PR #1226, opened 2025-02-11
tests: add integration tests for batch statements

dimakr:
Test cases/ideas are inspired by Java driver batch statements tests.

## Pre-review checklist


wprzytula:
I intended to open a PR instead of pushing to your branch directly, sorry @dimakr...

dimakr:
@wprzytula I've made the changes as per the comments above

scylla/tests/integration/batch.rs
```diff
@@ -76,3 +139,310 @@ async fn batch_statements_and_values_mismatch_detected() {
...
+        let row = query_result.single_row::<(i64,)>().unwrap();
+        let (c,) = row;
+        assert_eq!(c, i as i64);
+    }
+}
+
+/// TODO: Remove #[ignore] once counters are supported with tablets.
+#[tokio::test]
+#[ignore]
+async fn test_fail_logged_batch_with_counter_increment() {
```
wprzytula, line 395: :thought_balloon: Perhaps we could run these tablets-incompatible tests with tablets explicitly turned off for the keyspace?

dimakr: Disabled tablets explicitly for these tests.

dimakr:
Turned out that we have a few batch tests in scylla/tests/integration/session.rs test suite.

......

## EXERCISE INSTRUCTIONS
The expected output is each line of the records above that includes the word "these".

## ANSWER SPACE
wprzytula, line 395: :thought_balloon: Perhaps we could run these tablets-incompatible tests with tablets explicitly turned off for the keyspace?
dimakr: Disabled tablets explicitly for these tests.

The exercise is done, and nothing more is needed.